EU Wants Data Protection to Go Hand in Hand with Trade Deals

But “sympathetic consideration” could lead to loopholes

Europe is trying to work out a way to have its data protection cake, without it being gobbled up in trade agreements.

After more than a year, trying to work out how to guarantee international data flows in compliance with the GDPR (General Data Protection Regulation), at the end of January the European Commission put out an astonishingly brief text endorsing “horizontal provisions for cross-border data flows and personal data protection in trade negotiations,” it lists four conditions.

“Cross-border data flows shall not be restricted between the Parties by:
(i) requiring the use of computing facilities or network elements in the Party’s territory for processing, including by imposing the use of computing facilities or network elements that are certified or approved in the territory of a Party;
(ii) requiring the localisation of data in the Party’s territory for storage or processing;
(iii) prohibiting storage or processing in the territory of the other Party;
(iv) making the cross-border transfer of data contingent upon use of computing facilities or network elements in the Parties’ territory or upon localisation requirements in the Parties’ territory.”

“It seems to me that the emphasis here is on eliminating any instances of data localization requirements, which is of course the right thing to do if you are trying to facilitate global trade in today’s digital economy,” explained Eduardo Ustaran, Partner at Hogan Lovells, adding, “the fact that the opening shot of the data protection provisions is its recognition as a fundamental right raises the standards to a very high level indeed.”

Because protection of personal data is a fundamental right in the EU, it is not up for negotiation in trade deals.

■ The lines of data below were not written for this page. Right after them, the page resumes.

PR #1066, opened 2026-04-07
fix: propagate verification errors and add PassManager integrity test

### LINKED ISSUE #605: Add a test to check that the `PassManager` verifies integrity after modification
### What should be done?

There should be a test that checks whether the `PassManager` verifies the integrity of `Operation`s *after* they are modified. 

### How should it be done?

A test could be added that aims to break an invariant of an Operation, and then checks if the PassManager detects it.

### When is this task done?

When the test correctly detects that the `PassManager` broke an `Operation`'s invariant 

### Additional context

For the full context, see https://github.com/0xMiden/compiler/pull/591

giwaov:
## Summary

Fix a bug in `OpToOpPassAdaptor::run()` where verification errors were
silently dropped after a pass completed successfully. The original code
used `result.map_err(|_| verification_result)` which is a no-op when
`result` is `Ok(())`, meaning verification failures were never propagated
to the caller.

The fix changes this to `result = Err(verification_result)` so that
verification errors are always reported.

## Test

Add a test (`pass_manager_detects_broken_invariant`) that:
1. Creates a function with a `test::Add` operation (a BinaryOp requiring 2 operands)
2. Runs a `CorruptBinaryOp` pass that clears the operands of the first BinaryOp it finds
3. Asserts that the PassManager returns an error when verification is enabled

Without the bug fix, this test would pass silently (the verification error would be dropped).

Closes #605

### DIFF
--- a/Cargo.toml
+++ b/Cargo.toml
@@ -134,25 +134,25 @@ wasmparser = { version = "0.227", default-features = false, features = [
 ] }
 
 # Workspace crates
-midenc-codegen-masm = { version = "0.8.0", path = "codegen/masm" }
-midenc-dialect-arith = { version = "0.8.0", path = "dialects/arith" }
-midenc-dialect-hir = { version = "0.8.0", path = "dialects/hir" }
-midenc-dialect-scf = { version = "0.8.0", path = "dialects/scf" }
-midenc-dialect-cf = { version = "0.8.0", path = "dialects/cf" }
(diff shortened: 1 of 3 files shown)


bitwalker (approved):

bitwalker:
I manually merged this PR without the fixup commits, authorship of the original commit was preserved

PR #1067, opened 2026-04-08
Fix VM v0.22.1 API breaking changes

greenhat:
The network integration test suite is disabled until #926 is implemented.

### DIFF
--- a/codegen/masm/src/artifact.rs
+++ b/codegen/masm/src/artifact.rs
@@ -233,7 +233,9 @@ impl MasmComponent {
     ) -> Result<AssemblyArtifact, Report> {
         if let Some(entrypoint) = self.entrypoint.as_ref() {
             self.assemble_program(entrypoint, link_libraries, link_packages, session)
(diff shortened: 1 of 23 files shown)


codegen/masm/src/artifact.rs
```diff
@@ -175,19 +175,70 @@ impl fmt::Display for MasmComponent {
     }
 }
 
+/// The library-backed MAST produced by assembling a [`MasmComponent`].
+#[derive(Clone)]
+pub struct AssemblyArtifact {
```
bitwalker, line 180: Note: The assembler can produce Package directly now, when assembling a project. So while this makes sense temporarily, we'll plan to remove it ASAP in favor of project assembly.

bitwalker (approved):

codegen/masm/src/artifact.rs
greenhat: Thanks! I made https://github.com/0xMiden/compiler/issues/1070 for tracking.

PR #1071, opened 2026-04-09
refactor: use project assembler to build a `Package`

### LINKED ISSUE #1070: Use project assembly to build a `Package`
From https://github.com/0xMiden/compiler/pull/1067#discussion_r3054441897

greenhat:
Close #1070 

- Switch MASM package assembly over to the VM project assembler and move the project-specific packaging logic into `codegen/masm::artifact::project_support`.
- Register linked libraries and linked packages through an in-memory package registry so assembly preserves exact dependency resolution, reuses versions already declared by linked packages for raw `-l` libraries, and rejects conflicting external version requirements.
- Normalize assembled package outputs after project assembly by restoring Wasm component-model export paths, carrying forward account component metadata and rodata advice-map entries, and using the filtered user module set to derive the library target namespace.
- Add regression coverage for dependency-version inference/conflicts and for keeping package manifest exports aligned with the assembled library exports.


codegen/masm/src/artifact/project_support.rs
```diff
@@ -0,0 +1,686 @@
...
+    store: &mut InMemoryPackageRegistry,
+    dependencies: &mut BTreeMap<Arc<str>, ProjectDependency>,
+    link_packages: &BTreeMap<Symbol, Arc<MastPackage>>,
+) -> Result<(), Report> {
+    let mut pending = BTreeMap::<PackageId, Arc<MastPackage>>::default();
+    for package in link_packages.values() {
+        pending.insert(package.name.clone(), package.clone());
+    }
+
+    while !pending.is_empty() {
```
greenhat, line 222: @bitwalker I'm not happy with this "brute force" approach, but the registry requires the dependencies to be registered in topological order.

bitwalker: We can provide our own registry implementation, which lets us just stick all the packages we know about into the store right out the gate - there isn't actually anything special about `InMemoryPackageRegistry`, it's basically a simple wrapper around a `BTreeMap`.

That said, this works for now, and it'll change when we handle projects in the frontend anyway, so I think we can just leave this as-is.

bitwalker (approved):
I think this works fine until we update the frontend to support projects - I'm working on some stuff there now, so I can handle that part while I'm in there.

I'll work on getting `miden-core-lib` and `miden-protocol` carrying packages rather than libraries, and we can strip out the need for handling `Library` at all. I need to think about the best way to handle package resolution moving forward - I think all the cases where we'd want to pass link libraries on the command line, we _wouldn't_ be compiling a Miden project, but something ad-hoc, in which case synthesizing a project manifest solves the resolution problem. We'd want to reject specifying link libraries when a Miden project manifest is present though, since all dependencies should go there, and there isn't really any benefit to passing them manually in those cases - but it's something we may need to revisit in the future.

codegen/masm/src/artifact/project_support.rs
greenhat: Funny enough, initially I did make my own registry. But then I noticed `InMemoryPackageRegistry` and in the spirit of DRY decided to go with it. 😄

Issue #1024, opened 2026-03-23
Implement `trace`-based printing infrastructure


bitwalker:
### What should be done?

The Miden VM does not directly provide any stdio functionality, but it does provide certain escape hatches for hosts to provide custom behavior for MASM programs being executed. The primary ones are `emit` (for events) and `trace` (for discardable instrumentation/events). The `Host` callbacks for these can access the processor state, and in the case of `emit`, also produce side effects via the advice provider.

The downside to `emit`, is that it is an actual operation in MAST, which means that when stripping debug info/instrumentation, `emit` would remain in the program. The `trace` "instruction" however, is actually a decorator, not an operation, and so it is stripped in those scenarios. This makes it particularly ideal for debug and instrumentation use cases where it is desirable to strip the instrumentation in release builds.

We want to implement the ability to print Rust strings during execution using `trace` events.

### How should it be done?

The implementation I've sketched out consists of implementing a new compiler intrinsic (and corresponding primop in the `hir` dialect) that prints a Rust string reference (i.e. `&str`, a fat pointer), by emitting `trace.PRINT_TRACE_ID` while the string reference is on top of the operand stack.

The intrinsic signature in Rust would be `unsafe extern "C" fn __println(ptr: *const u8, len: usize)`, which would translate to Wasm as `func $println (param i32 i32)`, where the first parameter is the pointer to the start of the string, the second is the length. This would be converted to the primop, i.e. `hir.println`, by the frontend.

We'd surface the low-level plumbing for this in the SDK via:

```rust
pub fn println(s:  &str) {
    unsafe {
        let bytes = s.as_bytes();
        __println(bytes.as_ptr(), bytes.len());
    }
}
```

A related task to this one is providing our own `println!` macro that formats and prints a string using the `println` intrinsic.

The host side of all this would live in `miden-debug`, by handling `PRINT_TRACE_ID` via the `on_trace` callback as follows:

1. Extract the string reference components from the top of the operand stack, accessing it via `ProcessState`
2. Validate that the string reference meets certain criteria (i.e. the memory address is in the addressable range, the size of the string is no larger than some soft limit)
3. Read the raw bytes from linear memory via `ProcessState`
4. Convert the bytes to a Rust string using `core::str::from_utf8`, and then print them to stdout

### When is this task done?

With the plumbing above implemented, there are two objectives here:

1. Calling `println` from Rust prints the string correctly to stdout when executed under the debug executor
[...]

PR #1075, opened 2026-04-10
feat: add lowering for `hir::ConstantPointer`

mooori:
In my implementation for #1024 there's a `hir::ConstantPointer` reaching masm codegen. This PR adds lowering for it.

Or is there no lowering on purpose and the issue is that `ConstantPointer` shouldn't reach masm codegen?


bitwalker (approved):
Looks good! We just weren't ever observing it prior to this, hence why it wasn't lowered yet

However, the Commission believes that “data flows between the EU and third countries can be ensured using the mechanisms provided under the EU data protection legislation.” Speaking off the record, data protection experts told CPO that it seems the Commission is intent on contradicting itself on data protection at every turn.

The normal method for so-called “third country” data flows to be approved by the EU are “adequacy decisions” – a recognition that the other country has an equivalent level of data protection to the EU. Currently, just 11 countries are deemed to have adequate levels of data protection – Switzerland, Andorra, the Faroe Islands, Guernsey, Jersey, the Isle of Man, Argentina, Canada, Israel, New Zealand and Uruguay – plus the U.S., under the controversial Privacy Shield scheme.

However with new trade deals on the horizon, notably with Mexico, the Commission is keen to emphasize that “dialogues on data protection and trade negotiations with third countries can complement each other, but must follow separate tracks – like with Japan and South Korea.”

The Commission has been especially concerned with cases where an adequacy decision “cannot be realistically reached in parallel to ongoing trade negotiations.” It believes its four rules set out in the text would safeguard the protection of personal data, while at the same time allowing the EU to tackle protectionist practices with trading partners.

MEP and former Justice Commissioner, Viviane Reding, praised the text, tweeting “Hallelujah, a silver bullet” has been found. However, others in the European Parliament’s trade committee were less impressed. MEP Marietje Schaake described it as “a fraught compromise,” and referred to the letter sent by MEPs to the Commission last December in which the Parliament made clear that “rules on data flows cannot – and should not – undermine our fundamental rights to data protection and privacy.”

That letter also called on the Commission to “strictly prohibit unjustified data localization requirements in free trade agreements; considers that the removal of such requirements should be a top priority, and emphasizes that the relevant data protection legislation should be adhered to; regrets attempts to use such requirements as a form of non-tariff barrier to trade and as a form of digital protectionism; considers that such protectionism seriously hampers opportunities for European businesses in third country markets and undermines the efficiency benefits of digital trade.”

“Frankly, 21st century trade rules cannot be meaningful without taking data flows into account. If we want to be a rule maker as opposed to be a rule taker, the EU needs to be in the driving seat, and come up with a joint position that enables our economies to grow and rules to be strengthened, while preserving our fundamental rights,” said Schaake.

However, the Commission text includes a potential “get out of jail free card.” According to the text, “a Party may at any time propose to the other Party to review the list of restrictions listed in the preceding paragraph. Such request shall be accorded sympathetic consideration.”

It is easy to guess at scenarios where a country might want the restrictions “reviewed” – national security provisions, local telecoms law, or interception law may require equipment and or data to be processed in the member state. A “sympathetic” view could open the door to all these, potentially in violation of EU data protection laws.

The has been put to the other European institutions, as well as the European Data Protection Supervisor and the Article 29 Working Group of data protection authorities. The last two may well want to see that loophole closed.